Exercise instructions
Gather all lines in the entries below that include the word "SpellFlagNoOnCastComplete".

*** Entries supplied ***

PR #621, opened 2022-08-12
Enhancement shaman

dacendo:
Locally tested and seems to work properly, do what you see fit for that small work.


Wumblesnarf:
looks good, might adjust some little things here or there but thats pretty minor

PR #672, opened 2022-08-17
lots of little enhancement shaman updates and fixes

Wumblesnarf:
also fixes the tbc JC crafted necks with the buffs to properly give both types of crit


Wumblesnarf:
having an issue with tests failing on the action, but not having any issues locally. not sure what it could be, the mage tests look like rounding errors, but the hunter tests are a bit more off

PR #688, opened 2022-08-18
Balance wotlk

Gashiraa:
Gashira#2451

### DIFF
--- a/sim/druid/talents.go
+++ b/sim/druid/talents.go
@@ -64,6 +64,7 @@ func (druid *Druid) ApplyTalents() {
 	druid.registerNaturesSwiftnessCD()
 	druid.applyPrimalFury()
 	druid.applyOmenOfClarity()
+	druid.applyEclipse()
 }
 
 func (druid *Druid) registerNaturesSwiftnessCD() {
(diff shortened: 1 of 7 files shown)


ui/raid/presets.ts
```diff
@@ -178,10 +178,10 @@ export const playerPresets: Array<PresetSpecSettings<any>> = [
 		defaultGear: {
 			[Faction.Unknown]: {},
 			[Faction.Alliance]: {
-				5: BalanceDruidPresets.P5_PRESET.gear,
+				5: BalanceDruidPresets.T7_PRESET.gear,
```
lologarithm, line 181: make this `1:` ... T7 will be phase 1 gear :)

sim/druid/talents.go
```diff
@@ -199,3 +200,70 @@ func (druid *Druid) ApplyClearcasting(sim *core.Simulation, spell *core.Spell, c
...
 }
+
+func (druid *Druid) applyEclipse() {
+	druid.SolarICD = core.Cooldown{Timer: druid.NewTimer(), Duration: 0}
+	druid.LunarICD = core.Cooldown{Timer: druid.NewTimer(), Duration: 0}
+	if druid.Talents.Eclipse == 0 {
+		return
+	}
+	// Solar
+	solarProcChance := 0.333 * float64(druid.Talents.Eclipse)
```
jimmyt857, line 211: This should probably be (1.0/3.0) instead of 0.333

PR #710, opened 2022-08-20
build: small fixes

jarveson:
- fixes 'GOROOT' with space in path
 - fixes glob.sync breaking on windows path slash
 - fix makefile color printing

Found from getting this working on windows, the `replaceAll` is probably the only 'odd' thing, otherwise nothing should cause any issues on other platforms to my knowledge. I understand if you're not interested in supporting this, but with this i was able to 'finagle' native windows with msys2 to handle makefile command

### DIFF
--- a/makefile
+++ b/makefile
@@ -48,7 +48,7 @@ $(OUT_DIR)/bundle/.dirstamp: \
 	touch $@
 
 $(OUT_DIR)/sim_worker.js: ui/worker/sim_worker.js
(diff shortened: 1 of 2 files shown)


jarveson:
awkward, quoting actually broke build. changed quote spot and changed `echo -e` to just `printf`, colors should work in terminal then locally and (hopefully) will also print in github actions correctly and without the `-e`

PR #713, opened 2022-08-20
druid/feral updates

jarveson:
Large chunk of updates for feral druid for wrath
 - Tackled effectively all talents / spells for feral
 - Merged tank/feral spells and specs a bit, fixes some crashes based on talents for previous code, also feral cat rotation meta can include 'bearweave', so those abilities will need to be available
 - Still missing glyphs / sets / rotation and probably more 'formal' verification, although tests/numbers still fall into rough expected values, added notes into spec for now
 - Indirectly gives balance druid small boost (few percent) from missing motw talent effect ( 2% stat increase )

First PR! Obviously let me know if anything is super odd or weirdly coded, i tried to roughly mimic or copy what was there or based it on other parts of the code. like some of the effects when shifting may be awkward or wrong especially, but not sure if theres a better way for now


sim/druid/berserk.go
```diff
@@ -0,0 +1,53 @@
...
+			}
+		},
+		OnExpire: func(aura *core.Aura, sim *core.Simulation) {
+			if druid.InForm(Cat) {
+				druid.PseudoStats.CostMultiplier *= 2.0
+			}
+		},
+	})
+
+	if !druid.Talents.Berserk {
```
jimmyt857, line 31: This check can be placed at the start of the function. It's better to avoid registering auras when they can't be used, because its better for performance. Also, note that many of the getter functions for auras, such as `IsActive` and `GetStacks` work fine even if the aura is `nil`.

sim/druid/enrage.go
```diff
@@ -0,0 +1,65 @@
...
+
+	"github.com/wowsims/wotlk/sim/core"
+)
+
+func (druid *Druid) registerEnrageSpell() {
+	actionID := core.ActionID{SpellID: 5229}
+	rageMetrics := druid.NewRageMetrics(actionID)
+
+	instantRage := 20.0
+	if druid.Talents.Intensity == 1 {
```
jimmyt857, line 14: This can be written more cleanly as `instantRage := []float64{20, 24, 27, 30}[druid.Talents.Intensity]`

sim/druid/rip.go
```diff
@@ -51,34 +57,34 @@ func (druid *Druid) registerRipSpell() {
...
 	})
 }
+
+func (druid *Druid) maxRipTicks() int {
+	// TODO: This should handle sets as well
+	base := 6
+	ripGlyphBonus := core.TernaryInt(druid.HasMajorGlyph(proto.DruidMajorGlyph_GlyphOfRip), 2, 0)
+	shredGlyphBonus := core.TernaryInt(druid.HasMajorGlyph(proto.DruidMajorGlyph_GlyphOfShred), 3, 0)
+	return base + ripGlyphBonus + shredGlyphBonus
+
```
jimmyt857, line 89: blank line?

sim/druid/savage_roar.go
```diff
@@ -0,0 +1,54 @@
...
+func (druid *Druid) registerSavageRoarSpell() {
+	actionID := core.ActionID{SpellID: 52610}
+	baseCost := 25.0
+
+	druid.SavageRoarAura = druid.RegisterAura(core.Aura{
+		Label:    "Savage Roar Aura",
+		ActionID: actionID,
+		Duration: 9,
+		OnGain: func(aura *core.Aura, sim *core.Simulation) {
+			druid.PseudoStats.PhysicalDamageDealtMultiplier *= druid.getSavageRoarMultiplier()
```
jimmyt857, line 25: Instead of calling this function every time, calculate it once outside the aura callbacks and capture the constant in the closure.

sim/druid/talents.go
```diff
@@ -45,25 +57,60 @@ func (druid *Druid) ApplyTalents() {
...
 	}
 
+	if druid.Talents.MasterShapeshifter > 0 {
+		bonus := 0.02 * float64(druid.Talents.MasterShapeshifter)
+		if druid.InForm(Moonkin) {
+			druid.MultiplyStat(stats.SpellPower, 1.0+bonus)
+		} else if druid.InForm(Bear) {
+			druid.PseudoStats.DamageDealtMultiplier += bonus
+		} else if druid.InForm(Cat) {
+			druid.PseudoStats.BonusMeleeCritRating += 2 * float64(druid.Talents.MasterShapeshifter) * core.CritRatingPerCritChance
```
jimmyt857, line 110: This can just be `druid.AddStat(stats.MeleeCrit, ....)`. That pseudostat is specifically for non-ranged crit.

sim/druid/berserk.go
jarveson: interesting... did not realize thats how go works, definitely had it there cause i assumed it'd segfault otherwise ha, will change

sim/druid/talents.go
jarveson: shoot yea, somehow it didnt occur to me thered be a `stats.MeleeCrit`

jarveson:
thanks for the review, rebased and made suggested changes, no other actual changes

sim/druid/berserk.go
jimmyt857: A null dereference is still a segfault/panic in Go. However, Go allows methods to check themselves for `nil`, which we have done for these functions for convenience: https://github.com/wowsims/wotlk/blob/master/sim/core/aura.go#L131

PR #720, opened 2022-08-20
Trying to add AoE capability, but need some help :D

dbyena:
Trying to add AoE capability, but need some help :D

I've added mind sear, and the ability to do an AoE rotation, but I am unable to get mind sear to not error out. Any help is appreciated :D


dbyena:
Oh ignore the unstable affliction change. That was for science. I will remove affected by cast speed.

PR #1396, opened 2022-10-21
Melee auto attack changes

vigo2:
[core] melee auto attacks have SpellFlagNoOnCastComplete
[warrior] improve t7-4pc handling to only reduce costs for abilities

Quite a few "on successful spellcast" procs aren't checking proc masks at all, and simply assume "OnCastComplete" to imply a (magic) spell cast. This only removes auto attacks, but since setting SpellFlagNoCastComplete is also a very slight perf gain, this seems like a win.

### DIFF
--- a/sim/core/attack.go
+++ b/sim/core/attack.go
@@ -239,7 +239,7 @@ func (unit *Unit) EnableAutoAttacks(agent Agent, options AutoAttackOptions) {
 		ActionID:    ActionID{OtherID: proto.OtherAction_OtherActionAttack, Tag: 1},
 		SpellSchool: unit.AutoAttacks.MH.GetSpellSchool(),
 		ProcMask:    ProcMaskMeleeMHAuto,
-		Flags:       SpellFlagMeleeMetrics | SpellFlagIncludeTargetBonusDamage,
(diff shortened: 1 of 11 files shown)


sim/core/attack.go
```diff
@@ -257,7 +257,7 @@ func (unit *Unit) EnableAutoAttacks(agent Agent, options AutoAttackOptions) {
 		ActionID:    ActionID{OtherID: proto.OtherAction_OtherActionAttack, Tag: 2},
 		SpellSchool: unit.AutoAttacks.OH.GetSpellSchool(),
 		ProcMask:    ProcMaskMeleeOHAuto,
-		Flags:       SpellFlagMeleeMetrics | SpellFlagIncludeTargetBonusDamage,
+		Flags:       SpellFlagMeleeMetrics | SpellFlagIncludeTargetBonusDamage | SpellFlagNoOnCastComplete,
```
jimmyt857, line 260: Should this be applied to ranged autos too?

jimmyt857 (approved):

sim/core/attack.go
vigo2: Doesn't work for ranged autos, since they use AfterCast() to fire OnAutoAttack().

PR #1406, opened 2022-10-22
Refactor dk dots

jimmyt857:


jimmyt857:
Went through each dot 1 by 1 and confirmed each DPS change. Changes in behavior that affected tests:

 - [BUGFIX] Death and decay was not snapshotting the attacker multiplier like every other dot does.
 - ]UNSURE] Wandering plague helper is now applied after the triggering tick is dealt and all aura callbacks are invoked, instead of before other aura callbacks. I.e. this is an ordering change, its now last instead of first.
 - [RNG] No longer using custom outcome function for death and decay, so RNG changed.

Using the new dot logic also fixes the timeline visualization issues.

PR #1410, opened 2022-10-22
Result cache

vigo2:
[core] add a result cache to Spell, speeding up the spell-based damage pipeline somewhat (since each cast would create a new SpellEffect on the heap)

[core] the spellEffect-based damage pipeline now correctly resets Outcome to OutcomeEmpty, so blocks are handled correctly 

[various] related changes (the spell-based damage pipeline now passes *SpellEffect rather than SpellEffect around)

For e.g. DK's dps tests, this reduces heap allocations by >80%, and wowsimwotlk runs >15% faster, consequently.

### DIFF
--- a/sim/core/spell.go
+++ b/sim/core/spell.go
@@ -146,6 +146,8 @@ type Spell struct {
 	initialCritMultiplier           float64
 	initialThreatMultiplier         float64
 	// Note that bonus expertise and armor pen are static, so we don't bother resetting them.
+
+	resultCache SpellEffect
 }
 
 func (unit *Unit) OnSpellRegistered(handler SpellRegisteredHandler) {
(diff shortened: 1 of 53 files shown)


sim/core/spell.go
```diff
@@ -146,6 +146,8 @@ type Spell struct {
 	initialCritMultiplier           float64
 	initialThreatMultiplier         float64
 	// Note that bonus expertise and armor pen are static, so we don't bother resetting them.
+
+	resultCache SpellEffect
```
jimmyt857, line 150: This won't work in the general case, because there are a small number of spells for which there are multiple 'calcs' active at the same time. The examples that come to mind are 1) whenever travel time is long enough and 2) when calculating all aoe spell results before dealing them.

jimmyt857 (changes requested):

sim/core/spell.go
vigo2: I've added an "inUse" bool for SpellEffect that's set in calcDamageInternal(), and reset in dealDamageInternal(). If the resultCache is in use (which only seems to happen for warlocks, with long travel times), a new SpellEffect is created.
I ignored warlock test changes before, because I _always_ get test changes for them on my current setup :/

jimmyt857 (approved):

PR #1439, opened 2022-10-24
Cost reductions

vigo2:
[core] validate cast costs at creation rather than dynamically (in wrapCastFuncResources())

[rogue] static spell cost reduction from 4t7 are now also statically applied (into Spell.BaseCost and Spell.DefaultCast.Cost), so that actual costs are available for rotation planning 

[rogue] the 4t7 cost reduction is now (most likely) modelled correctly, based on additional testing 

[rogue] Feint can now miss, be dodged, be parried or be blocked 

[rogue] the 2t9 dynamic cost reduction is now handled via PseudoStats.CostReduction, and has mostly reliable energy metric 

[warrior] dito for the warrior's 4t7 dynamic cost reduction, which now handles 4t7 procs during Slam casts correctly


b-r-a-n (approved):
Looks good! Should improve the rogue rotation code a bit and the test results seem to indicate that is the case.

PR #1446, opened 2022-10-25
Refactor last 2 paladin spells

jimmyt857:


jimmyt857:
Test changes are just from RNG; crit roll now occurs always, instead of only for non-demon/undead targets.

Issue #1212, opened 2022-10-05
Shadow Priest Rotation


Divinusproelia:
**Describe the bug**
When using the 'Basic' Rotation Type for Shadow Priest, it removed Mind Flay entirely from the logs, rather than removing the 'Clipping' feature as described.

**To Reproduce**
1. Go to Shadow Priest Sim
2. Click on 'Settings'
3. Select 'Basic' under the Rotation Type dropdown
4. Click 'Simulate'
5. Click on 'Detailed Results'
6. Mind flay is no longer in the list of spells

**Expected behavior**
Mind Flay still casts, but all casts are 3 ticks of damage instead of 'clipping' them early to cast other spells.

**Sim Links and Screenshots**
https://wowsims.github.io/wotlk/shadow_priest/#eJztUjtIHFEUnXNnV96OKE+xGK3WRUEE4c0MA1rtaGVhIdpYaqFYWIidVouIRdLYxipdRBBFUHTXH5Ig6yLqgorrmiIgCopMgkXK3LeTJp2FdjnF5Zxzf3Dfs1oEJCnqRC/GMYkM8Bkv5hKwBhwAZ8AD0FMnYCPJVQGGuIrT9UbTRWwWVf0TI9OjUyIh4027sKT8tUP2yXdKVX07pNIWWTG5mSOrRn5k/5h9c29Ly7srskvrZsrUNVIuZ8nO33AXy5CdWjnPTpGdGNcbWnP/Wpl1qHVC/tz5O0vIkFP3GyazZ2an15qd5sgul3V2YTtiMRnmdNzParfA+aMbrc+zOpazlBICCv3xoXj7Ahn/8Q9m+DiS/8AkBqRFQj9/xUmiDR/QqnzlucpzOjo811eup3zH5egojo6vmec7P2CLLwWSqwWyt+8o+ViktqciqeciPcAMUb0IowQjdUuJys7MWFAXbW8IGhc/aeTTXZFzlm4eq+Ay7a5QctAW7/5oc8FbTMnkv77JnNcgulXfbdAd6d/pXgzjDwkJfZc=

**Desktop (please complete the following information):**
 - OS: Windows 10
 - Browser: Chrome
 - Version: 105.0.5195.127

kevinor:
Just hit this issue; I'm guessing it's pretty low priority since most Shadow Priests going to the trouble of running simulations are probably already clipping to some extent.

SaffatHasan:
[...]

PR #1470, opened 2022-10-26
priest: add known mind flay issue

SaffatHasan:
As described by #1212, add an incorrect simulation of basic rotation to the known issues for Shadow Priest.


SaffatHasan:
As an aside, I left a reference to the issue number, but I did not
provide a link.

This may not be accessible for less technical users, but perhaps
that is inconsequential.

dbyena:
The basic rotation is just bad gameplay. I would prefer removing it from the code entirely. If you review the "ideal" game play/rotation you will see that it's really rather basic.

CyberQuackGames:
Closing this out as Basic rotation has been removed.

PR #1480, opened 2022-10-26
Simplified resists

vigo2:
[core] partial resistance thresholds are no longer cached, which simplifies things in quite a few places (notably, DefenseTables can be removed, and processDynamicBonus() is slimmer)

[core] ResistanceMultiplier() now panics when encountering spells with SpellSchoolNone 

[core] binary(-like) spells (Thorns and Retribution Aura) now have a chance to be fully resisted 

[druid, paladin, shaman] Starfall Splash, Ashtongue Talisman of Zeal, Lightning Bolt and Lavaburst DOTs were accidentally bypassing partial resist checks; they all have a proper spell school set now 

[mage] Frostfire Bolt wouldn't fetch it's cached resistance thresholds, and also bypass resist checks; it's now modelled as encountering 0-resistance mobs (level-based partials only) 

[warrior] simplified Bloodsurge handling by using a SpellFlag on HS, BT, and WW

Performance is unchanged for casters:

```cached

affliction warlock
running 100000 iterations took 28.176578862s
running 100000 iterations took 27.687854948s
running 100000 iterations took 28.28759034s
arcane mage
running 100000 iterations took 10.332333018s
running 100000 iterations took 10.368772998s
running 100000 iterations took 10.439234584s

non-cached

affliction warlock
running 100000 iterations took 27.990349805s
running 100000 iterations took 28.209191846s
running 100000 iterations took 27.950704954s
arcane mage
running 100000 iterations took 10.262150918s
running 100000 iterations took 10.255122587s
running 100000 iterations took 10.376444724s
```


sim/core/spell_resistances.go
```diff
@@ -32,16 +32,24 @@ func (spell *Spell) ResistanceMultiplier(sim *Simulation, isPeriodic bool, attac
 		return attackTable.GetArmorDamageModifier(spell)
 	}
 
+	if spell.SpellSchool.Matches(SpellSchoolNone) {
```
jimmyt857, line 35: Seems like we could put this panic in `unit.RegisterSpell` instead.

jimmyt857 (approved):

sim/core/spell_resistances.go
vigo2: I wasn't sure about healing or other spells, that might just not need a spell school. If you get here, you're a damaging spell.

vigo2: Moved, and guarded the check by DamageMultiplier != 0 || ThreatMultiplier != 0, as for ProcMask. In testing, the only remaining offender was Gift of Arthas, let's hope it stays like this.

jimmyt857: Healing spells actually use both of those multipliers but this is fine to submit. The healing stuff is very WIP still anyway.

*** End of Entries supplied ***

Solution for this exercise
[core] melee auto attacks have SpellFlagNoOnCastComplete
+		Flags:       SpellFlagMeleeMetrics | SpellFlagIncludeTargetBonusDamage | SpellFlagNoOnCastComplete,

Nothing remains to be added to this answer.